[[ Provided data, beginning ]]

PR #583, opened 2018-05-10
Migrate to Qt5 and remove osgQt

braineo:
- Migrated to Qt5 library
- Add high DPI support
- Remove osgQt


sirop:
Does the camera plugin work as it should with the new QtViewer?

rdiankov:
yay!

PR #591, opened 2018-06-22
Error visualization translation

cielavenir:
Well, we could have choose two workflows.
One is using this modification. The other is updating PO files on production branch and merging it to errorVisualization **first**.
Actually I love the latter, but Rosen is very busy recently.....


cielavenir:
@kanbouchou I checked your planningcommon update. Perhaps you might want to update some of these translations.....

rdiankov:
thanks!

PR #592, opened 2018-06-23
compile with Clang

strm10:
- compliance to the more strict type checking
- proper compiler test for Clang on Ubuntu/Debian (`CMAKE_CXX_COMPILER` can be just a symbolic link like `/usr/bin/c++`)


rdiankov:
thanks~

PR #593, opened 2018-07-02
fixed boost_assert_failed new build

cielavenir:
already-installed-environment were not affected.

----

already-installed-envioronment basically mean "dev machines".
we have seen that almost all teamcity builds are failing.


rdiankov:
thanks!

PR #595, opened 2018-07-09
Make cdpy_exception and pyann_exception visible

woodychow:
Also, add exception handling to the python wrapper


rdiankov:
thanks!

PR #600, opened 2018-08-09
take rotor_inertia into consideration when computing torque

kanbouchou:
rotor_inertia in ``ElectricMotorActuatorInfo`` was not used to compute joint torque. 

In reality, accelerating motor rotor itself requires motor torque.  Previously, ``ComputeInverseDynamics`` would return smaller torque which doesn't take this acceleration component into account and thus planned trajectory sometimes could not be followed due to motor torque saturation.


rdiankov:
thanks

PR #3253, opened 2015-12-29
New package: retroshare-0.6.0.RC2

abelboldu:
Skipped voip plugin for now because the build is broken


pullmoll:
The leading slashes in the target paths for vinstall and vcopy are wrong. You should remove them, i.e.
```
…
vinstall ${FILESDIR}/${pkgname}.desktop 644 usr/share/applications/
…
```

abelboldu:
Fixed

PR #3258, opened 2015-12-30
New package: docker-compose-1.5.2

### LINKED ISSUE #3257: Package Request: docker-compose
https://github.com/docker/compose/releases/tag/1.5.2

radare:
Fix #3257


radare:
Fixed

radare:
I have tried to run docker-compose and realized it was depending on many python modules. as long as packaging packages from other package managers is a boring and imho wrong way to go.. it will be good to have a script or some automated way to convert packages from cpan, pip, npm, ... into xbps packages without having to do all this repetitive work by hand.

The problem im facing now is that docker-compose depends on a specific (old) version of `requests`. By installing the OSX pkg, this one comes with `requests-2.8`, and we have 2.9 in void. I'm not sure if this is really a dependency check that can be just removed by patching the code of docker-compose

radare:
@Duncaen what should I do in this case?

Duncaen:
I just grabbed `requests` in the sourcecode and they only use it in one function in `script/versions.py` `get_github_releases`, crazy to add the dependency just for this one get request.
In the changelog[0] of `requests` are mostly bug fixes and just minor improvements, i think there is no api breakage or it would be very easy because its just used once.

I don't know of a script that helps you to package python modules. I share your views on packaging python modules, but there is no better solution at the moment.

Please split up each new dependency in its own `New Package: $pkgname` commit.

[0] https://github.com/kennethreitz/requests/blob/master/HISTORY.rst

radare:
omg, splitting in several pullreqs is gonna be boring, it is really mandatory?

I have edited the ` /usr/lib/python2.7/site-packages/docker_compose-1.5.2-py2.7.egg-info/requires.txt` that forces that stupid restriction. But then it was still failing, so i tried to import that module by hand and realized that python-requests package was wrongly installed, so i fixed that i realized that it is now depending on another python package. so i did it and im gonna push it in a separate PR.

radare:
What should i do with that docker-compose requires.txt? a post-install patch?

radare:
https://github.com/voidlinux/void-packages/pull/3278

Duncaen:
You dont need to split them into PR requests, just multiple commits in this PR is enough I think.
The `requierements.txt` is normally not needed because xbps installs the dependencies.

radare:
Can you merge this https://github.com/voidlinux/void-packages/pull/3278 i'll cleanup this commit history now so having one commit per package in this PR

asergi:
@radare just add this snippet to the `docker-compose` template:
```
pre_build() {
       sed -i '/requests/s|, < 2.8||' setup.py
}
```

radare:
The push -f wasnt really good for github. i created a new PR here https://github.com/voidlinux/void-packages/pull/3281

[[ Provided data, end ]]
[[ Provided data, beginning ]]

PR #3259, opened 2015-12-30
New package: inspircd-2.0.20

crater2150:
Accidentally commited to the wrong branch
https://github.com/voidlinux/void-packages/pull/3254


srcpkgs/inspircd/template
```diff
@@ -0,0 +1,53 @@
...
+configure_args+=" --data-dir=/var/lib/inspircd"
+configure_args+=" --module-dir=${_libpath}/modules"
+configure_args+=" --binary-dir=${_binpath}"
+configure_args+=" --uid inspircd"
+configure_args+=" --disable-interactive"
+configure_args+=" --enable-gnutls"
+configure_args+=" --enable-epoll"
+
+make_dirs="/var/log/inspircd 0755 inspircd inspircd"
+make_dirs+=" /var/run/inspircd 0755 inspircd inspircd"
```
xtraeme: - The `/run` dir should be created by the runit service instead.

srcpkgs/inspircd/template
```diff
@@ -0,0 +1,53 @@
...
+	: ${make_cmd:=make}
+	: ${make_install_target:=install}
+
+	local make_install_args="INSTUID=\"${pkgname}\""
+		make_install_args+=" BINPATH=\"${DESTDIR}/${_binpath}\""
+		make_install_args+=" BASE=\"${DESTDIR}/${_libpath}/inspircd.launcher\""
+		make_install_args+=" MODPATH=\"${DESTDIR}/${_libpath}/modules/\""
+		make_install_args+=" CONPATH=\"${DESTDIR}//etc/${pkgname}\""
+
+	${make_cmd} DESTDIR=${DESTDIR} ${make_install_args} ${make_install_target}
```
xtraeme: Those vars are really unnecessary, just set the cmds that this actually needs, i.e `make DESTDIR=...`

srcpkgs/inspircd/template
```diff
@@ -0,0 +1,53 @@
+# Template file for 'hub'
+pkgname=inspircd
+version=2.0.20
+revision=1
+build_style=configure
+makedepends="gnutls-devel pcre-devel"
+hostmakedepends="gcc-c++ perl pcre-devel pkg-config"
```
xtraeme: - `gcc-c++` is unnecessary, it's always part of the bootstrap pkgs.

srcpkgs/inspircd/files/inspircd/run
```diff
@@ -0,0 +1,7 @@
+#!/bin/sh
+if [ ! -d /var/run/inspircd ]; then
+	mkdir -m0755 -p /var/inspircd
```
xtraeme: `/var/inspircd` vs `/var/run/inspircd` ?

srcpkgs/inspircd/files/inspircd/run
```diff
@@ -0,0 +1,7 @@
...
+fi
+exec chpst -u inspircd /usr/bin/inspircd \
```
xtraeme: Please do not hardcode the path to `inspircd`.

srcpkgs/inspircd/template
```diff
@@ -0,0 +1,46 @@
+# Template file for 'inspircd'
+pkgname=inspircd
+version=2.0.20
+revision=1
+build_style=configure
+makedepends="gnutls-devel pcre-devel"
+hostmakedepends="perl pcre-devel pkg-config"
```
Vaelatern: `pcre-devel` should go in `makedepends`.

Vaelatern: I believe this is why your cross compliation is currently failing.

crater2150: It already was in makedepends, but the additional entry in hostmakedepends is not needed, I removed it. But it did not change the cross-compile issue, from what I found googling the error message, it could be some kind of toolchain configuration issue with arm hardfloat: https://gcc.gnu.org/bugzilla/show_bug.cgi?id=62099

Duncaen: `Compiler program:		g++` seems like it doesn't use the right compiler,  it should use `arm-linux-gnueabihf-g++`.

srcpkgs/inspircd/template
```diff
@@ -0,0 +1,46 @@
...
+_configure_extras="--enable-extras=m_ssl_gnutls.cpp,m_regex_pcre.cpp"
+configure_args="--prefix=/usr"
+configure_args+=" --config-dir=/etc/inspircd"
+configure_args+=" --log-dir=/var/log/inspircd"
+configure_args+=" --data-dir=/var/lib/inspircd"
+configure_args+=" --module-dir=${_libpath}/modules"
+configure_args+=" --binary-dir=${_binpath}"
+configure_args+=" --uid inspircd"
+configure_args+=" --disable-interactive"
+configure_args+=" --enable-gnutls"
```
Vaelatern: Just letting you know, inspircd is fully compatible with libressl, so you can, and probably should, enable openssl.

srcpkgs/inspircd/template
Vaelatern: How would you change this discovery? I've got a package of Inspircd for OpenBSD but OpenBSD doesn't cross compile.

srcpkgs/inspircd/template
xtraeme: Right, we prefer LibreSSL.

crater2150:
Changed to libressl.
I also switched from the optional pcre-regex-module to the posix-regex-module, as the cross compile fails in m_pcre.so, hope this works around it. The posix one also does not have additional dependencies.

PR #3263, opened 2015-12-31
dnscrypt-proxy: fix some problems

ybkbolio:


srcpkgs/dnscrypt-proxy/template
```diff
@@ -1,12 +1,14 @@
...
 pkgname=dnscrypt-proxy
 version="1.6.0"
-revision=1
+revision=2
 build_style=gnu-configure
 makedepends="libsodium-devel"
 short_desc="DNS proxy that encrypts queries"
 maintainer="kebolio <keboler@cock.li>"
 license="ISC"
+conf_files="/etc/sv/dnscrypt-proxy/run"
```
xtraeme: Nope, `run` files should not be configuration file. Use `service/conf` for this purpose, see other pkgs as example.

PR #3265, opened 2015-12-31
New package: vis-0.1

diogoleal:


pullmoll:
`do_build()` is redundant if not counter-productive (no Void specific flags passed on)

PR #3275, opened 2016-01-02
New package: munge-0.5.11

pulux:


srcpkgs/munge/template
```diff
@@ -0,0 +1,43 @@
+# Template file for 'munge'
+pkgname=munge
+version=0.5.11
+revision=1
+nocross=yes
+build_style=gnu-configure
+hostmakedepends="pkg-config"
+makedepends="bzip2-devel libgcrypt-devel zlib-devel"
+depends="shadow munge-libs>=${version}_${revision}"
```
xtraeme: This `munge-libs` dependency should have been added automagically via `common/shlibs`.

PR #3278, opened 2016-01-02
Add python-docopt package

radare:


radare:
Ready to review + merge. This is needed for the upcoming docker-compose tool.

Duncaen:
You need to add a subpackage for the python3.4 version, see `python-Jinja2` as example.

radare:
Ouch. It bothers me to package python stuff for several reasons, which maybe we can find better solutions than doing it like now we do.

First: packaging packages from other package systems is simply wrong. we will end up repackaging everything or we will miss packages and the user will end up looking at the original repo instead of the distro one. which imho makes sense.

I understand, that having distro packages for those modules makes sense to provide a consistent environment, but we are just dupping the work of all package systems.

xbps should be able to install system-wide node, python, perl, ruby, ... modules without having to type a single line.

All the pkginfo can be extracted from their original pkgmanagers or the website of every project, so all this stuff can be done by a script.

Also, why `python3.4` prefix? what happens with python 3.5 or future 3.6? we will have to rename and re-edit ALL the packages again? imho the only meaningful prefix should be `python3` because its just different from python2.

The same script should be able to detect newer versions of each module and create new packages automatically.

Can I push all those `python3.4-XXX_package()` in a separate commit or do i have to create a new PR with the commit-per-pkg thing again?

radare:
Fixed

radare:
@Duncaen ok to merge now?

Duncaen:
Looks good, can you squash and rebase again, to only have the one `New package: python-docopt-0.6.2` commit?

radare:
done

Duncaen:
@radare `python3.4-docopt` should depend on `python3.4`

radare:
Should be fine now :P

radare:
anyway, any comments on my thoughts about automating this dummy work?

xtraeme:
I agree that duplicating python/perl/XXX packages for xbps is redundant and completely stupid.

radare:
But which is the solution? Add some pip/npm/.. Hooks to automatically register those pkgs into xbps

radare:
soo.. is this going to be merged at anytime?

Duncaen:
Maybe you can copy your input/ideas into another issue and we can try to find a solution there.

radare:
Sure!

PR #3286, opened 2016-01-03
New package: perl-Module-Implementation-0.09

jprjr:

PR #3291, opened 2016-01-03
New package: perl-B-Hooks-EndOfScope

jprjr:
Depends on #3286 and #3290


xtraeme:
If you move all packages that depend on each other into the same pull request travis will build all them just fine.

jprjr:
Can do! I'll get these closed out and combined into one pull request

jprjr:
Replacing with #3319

[[ Provided data, end ]]
[[ Provided data, beginning ]]

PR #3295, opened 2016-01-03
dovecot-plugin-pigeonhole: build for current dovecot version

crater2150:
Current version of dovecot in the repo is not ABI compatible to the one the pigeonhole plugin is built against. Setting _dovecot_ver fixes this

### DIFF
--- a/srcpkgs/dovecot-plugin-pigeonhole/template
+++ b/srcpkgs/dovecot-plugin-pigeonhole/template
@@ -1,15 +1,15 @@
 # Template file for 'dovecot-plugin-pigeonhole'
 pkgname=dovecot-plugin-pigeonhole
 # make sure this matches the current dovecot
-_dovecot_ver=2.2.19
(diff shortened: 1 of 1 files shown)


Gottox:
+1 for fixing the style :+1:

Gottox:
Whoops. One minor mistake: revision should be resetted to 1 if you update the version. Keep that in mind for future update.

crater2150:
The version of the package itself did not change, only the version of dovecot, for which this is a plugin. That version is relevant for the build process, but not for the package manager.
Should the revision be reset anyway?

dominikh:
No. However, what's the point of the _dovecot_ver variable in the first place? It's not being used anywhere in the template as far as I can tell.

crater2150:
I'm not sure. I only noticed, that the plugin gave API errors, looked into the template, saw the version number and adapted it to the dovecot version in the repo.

[[ Provided data, end ]]

§ **Assignment**
Report every line of the data above that contains the string "dnscrypt" by copying it in full.

§ **Exercise response**
dnscrypt-proxy: fix some problems
srcpkgs/dnscrypt-proxy/template
 pkgname=dnscrypt-proxy
+conf_files="/etc/sv/dnscrypt-proxy/run"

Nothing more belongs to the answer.